Unraveling the selective etching mechanism of silicon nitride over silicon dioxide by phosphoric acid: First-principles study

Highly selective etching of a target silicon compound is essential in semiconductor fabrication. Searching for alternatives to conventional etchant that contain hazardous chemicals is challenging, largely due to the unclear understanding of the chemical reaction. In this study, we elucidate etching machinery of phosphoric acid and its outstanding selectivity toward silicon nitride (Si₃N₄) over silicon dioxide (SiO₂) surfaces in atomistic level. Ab-initio thermodynamic and kinetic formalisms integrated with density functional theory computation propose that pyrophosphoric acid (H₄P₂O₇), a condensed form of orthophosphoric acid. (H₃PO₄) at high concentration and temperature, is even more reactive toward Si₃N₄ than H₃PO₄ which has been regarded as a dominant species for decades.
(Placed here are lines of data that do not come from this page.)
PR #27151, opened 2025-10-29
Some minor tweaks and cleanups

wendigo:
Mostly around:

- reducing (un)boxing of Integer/Longs:
  - by using OptionalInt instead of Optional<Integer>
  - using Comparator.comparingLong/comparingInt instead of boxing
  - using Int2ObjectMap when keys are primitive ints
- using presized Immutable*.Builders if size is known
- using LongAdder when writes are frequent but reads are not

## Release notes

```markdown
## Section
```

## Summary by Sourcery

Refactor codebase to reduce boxing and Stream overhead, improve performance, and standardize on primitive-based APIs

Enhancements:
- Replace Optional<Integer> and boxing-heavy comparators with OptionalInt and primitive comparators to reduce allocation
- Migrate Stream-based matching and lookup APIs to Iterable or Guava Iterables, eliminating unnecessary Stream usage
- Use LongAdder instead of AtomicLong for concurrent counters and Int2ObjectMap for primitive-keyed maps to reduce overhead
- Presize ImmutableList/Map builders when size is known and leverage records and sealed interfaces for cleaner implementations

### DIFF
--- a/core/trino-main/src/main/java/io/trino/execution/executor/scheduler/TaskControl.java
+++ b/core/trino-main/src/main/java/io/trino/execution/executor/scheduler/TaskControl.java
@@ -18,7 +18,7 @@ import com.google.errorprone.annotations.ThreadSafe;
 import com.google.errorprone.annotations.concurrent.GuardedBy;
 
 import java.util.Objects;
-import java.util.concurrent.atomic.AtomicLong;
+import java.util.concurrent.atomic.LongAdder;
 import java.util.concurrent.locks.Condition;
 import java.util.concurrent.locks.Lock;
 import java.util.concurrent.locks.ReentrantLock;
@@ -53,10 +53,10 @@ final class TaskControl
     private State state;
 
     private volatile long periodStart;
-    private final AtomicLong startNanos = new AtomicLong();
-    private final AtomicLong scheduledNanos = new AtomicLong();
-    private final AtomicLong blockedNanos = new AtomicLong();
-    private final AtomicLong waitNanos = new AtomicLong();
+    private final LongAdder startNanos = new LongAdder();
+    private final LongAdder scheduledNanos = new LongAdder();
+    private final LongAdder blockedNanos = new LongAdder();
+    private final LongAdder waitNanos = new LongAdder();
     private final int hashCode;
     private volatile Thread thread;
 
@@ -275,10 +275,10 @@ final class TaskControl
         long now = ticker.read();
         long elapsed = now - periodStart;
         switch (state) {
-            case RUNNING -> scheduledNanos.addAndGet(elapsed);
-            case BLOCKED -> blockedNanos.addAndGet(elapsed);
-            case NEW -> startNanos.addAndGet(elapsed);
-            case WAITING -> waitNanos.addAndGet(elapsed);
+            case RUNNING -> scheduledNanos.add(elapsed);
+            case BLOCKED -> blockedNanos.add(elapsed);
+            case NEW -> startNanos.add(elapsed);
+            case WAITING -> waitNanos.add(elapsed);
             case INTERRUPTED, FINISHED -> {}
         }
         periodStart = now;
@@ -307,22 +307,22 @@ final class TaskControl
 
     public long getStartNanos()
     {
-        return startNanos.get();
+        return startNanos.longValue();
     }
 
     public long getWaitNanos()
     {
-        return waitNanos.get();
+        return waitNanos.longValue();
     }
 
     public long getScheduledNanos()
     {
-        return scheduledNanos.get();
+        return scheduledNanos.longValue();
     }
 
     public long getBlockedNanos()
     {
-        return blockedNanos.get();
+        return blockedNanos.longValue();
     }
 
     @Override


core/trino-main/src/main/java/io/trino/sql/planner/iterative/Memo.java
```diff
@@ -195,10 +196,14 @@ private void decrementReferenceCounts(PlanNode fromNode, int fromGroup)
...
-                .map(GroupReference::getGroupId)
-                .collect(Collectors.toSet());
+        ImmutableSet.Builder<Integer> groupIds = ImmutableSet.builderWithExpectedSize(node.getSources().size());
+        for (PlanNode source : node.getSources()) {
+            if (!(source instanceof GroupReference groupReference)) {
+                throw new IllegalArgumentException("Expected %s to be a group reference".formatted(source));
+            }
+            groupIds.add(groupReference.getGroupId());
+        }
+        return groupIds.build();
```
martint, line 206: Does this actually matter? I find the updated code harder to read.

core/trino-main/src/main/java/io/trino/sql/planner/plan/Assignments.java
```diff
@@ -197,12 +208,7 @@ public Builder putAll(Map<Symbol, ? extends Expression> assignments)
         public Builder put(Symbol symbol, Expression expression)
         {
             checkArgument(symbol.type().equals(expression.type()), "Types don't match: %s vs %s, for %s and %s", symbol.type(), expression.type(), symbol, expression);
-
-            Expression replaced = assignments.put(symbol, expression);
-            if (replaced != null && !replaced.equals(expression)) {
-                assignments.put(symbol, replaced); // restore previous value
-                throw new IllegalStateException("Symbol %s already has assignment %s, while adding %s".formatted(symbol.name(), replaced, expression));
-            }
```
martint, line 205: Where did this go?

core/trino-main/src/main/java/io/trino/sql/planner/iterative/Lookup.java
```diff
@@ -50,18 +54,39 @@ default PlanNode resolve(PlanNode node)
      */
     static Lookup noLookup()
     {
-        return node -> {
-            throw new UnsupportedOperationException();
-        };
```
martint, line 58: I'm pretty sure the JVM treats this as a constant already, so this change is unnecessary.

core/trino-main/src/main/java/io/trino/sql/planner/plan/Assignments.java
wendigo: I reverted this. Duplicates are allowed but only if the inserted element is the same.

lib/trino-matching/src/main/java/io/trino/matching/CapturePattern.java
```diff
@@ -34,9 +34,9 @@ public Capture<T> capture()
     }
 
     @Override
-    public <C> Stream<Match> accept(Object object, Captures captures, C context)
+    public <C> Iterable<Match> accept(Object object, Captures captures, C context)
```
raunaqmorarka: What's the benefit of using Iterable instead of Stream ?
I thought Stream is usually preferred in modern java code

core/trino-main/src/main/java/io/trino/sql/planner/iterative/Lookup.java
```diff
@@ -45,7 +44,7 @@ default PlanNode resolve(PlanNode node)
      *
      * @throws IllegalArgumentException if the node is not a GroupReference
      */
-    Stream<PlanNode> resolveGroup(PlanNode node);
+    Iterable<PlanNode> resolveGroup(PlanNode node);
```
raunaqmorarka: Why does it matter ?

core/trino-main/src/main/java/io/trino/sql/planner/iterative/Lookup.java
raunaqmorarka: +1

core/trino-main/src/main/java/io/trino/sql/planner/plan/Assignments.java
```diff
@@ -197,7 +211,6 @@ public Builder putAll(Map<Symbol, ? extends Expression> assignments)
         public Builder put(Symbol symbol, Expression expression)
         {
             checkArgument(symbol.type().equals(expression.type()), "Types don't match: %s vs %s, for %s and %s", symbol.type(), expression.type(), symbol, expression);
-
```
raunaqmorarka, line 200: unnecessary change

core/trino-main/src/main/java/io/trino/sql/planner/plan/Assignments.java
```diff
@@ -234,7 +247,12 @@ public Builder putIdentity(Symbol symbol)
 
         public Assignments build()
         {
-            return new Assignments(assignments);
+            try {
```
raunaqmorarka: why the try/catch ?

core/trino-main/src/main/java/io/trino/execution/scheduler/NodeScheduler.java
```diff
@@ -101,10 +104,11 @@ public static List<InternalNode> selectExactNodes(NodeMap nodeMap, List<HostAddr
...
         for (HostAddress host : hosts) {
-            nodeMap.getNodesByHostAndPort().get(host).stream()
-                    .filter(node -> includeCoordinator || !coordinatorIds.contains(node.getNodeIdentifier()))
-                    .forEach(chosen::add);
-
+            for (InternalNode node : nodeMap.getNodesByHostAndPort().get(host)) {
+                if (includeCoordinator || !coordinatorIds.contains(node.getNodeIdentifier())) {
+                    chosen.add(node);
+                }
+            }
```
raunaqmorarka: why is this change needed ?

core/trino-main/src/main/java/io/trino/execution/scheduler/NodeScheduler.java
```diff
@@ -116,9 +120,11 @@ public static List<InternalNode> selectExactNodes(NodeMap nodeMap, List<HostAddr
...
                 }
 
-                nodeMap.getNodesByHost().get(address).stream()
-                        .filter(node -> includeCoordinator || !coordinatorIds.contains(node.getNodeIdentifier()))
-                        .forEach(chosen::add);
+                for (InternalNode node : nodeMap.getNodesByHost().get(address)) {
+                    if (includeCoordinator || !coordinatorIds.contains(node.getNodeIdentifier())) {
+                        chosen.add(node);
+                    }
+                }
```
raunaqmorarka: why is this change needed ?

core/trino-main/src/main/java/io/trino/execution/scheduler/NodeScheduler.java
```diff
@@ -63,11 +66,14 @@ public NodeSelector createNodeSelector(Session session)
         return nodeSelectorFactory.createNodeSelector(requireNonNull(session, "session is null"));
     }
 
-    public static List<InternalNode> getAllNodes(NodeMap nodeMap, boolean includeCoordinator)
+    public static Set<InternalNode> getAllNodes(NodeMap nodeMap, boolean includeCoordinator)
```
raunaqmorarka: NodeScheduler changes look like they belong to a separate PR, its not related to the planner commits up to this point

raunaqmorarka (commented):
Please try to avoid stacking 20+ unrelated commits in one PR and try to organize PRs by some common theme

core/trino-main/src/main/java/io/trino/sql/planner/plan/Assignments.java
wendigo: Leftover

core/trino-main/src/main/java/io/trino/sql/planner/plan/Assignments.java
wendigo: Dropped this commit

core/trino-main/src/main/java/io/trino/execution/scheduler/NodeScheduler.java
wendigo: Dropped this commit

core/trino-main/src/main/java/io/trino/execution/scheduler/NodeScheduler.java
wendigo: Dropped this commit

lib/trino-matching/src/main/java/io/trino/matching/CapturePattern.java
wendigo: We convert stream to the iterator in the usage site anyway so I don't think it is a right abstraction here. I'm not fan of streams either :)

core/trino-main/src/main/java/io/trino/sql/planner/iterative/Memo.java
wendigo: Presized builders are not growing when you add new elements above the initial capacity

core/trino-main/src/main/java/io/trino/sql/planner/iterative/Lookup.java
wendigo: Dropped commit

core/trino-main/src/main/java/io/trino/execution/scheduler/NodeScheduler.java
wendigo: Dropped.

wendigo:
I've dropped controversial API changes around `Rule<T>` and `Pattern<T>`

We demonstrate that the superior etching selectivity derives from reaction mechanism of thermodynamic control, where H₄P₂O₇ is much more exergonic than H₃PO₄. Notably, we find that water molecules close to the H₄P₂O₇ assist sequential etching process in two ways: catalysis via structural proton transfer, and hydrolysis of diphosphate group in the Si₃N₄ surface. Our study guides a quick and accurate screening as well as designing efficient and safe etchants, which facilitates the fabrication of nanoscale semiconductor devices that accompanies selective etching of alternately stacked hundreds of atomic layers of Si₃N₄ and SiO₂.